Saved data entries
__________________________________________________

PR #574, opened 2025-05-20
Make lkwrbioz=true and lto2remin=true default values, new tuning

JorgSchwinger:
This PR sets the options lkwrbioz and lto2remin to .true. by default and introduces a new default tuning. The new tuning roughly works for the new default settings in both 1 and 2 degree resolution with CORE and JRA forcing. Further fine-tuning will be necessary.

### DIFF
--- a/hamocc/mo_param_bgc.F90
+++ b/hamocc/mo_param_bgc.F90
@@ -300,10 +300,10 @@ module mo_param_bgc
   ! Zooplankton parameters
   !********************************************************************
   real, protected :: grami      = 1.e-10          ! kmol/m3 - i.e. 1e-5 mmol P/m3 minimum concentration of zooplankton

__________________________________________________

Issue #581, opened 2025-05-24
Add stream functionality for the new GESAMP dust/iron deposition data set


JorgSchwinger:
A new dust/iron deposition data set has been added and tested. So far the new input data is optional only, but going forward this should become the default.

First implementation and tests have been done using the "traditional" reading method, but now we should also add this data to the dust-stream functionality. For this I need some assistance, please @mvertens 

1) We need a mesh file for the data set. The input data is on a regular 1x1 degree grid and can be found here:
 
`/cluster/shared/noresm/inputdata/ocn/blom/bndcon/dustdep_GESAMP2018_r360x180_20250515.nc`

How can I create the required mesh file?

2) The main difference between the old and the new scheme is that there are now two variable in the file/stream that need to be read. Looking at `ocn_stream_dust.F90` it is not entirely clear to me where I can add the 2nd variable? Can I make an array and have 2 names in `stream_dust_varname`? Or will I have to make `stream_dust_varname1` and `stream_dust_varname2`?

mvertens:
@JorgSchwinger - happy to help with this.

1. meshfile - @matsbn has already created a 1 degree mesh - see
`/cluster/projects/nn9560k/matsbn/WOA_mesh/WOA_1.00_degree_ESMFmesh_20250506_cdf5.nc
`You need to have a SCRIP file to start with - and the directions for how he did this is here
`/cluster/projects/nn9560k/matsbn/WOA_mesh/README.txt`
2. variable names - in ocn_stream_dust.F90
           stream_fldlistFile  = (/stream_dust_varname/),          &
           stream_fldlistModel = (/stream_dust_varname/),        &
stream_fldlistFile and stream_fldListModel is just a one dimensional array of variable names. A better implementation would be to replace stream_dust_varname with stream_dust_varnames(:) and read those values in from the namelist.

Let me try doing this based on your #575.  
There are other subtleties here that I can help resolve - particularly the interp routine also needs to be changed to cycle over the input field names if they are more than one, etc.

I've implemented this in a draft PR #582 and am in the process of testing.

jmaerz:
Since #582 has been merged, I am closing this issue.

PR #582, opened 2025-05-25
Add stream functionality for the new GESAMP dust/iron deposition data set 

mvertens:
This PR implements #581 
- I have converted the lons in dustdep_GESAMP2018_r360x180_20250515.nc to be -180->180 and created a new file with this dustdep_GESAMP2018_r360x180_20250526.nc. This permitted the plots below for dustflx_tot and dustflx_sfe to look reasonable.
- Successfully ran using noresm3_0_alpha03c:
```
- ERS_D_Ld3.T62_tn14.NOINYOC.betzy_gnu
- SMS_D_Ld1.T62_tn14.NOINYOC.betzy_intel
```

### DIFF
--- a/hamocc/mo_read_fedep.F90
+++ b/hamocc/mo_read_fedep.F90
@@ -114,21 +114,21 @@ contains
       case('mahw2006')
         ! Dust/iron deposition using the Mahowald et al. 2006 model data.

__________________________________________________

--- TASK INSTRUCTIONS ---
Which lines in the records above contain the string "projects"? Copy each one.

--- EXERCISE SOLUTION ---
`/cluster/projects/nn9560k/matsbn/WOA_mesh/WOA_1.00_degree_ESMFmesh_20250506_cdf5.nc
`/cluster/projects/nn9560k/matsbn/WOA_mesh/README.txt`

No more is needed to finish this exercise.